## Work item
Search the records for "condition". Report every line where it occurs.

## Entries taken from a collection

Content starts

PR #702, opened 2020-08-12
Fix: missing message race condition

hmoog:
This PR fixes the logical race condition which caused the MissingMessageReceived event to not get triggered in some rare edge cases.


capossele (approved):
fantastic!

Content ends

## Response below
Fix: missing message race condition
This PR fixes the logical race condition which caused the MissingMessageReceived event to not get triggered in some rare edge cases.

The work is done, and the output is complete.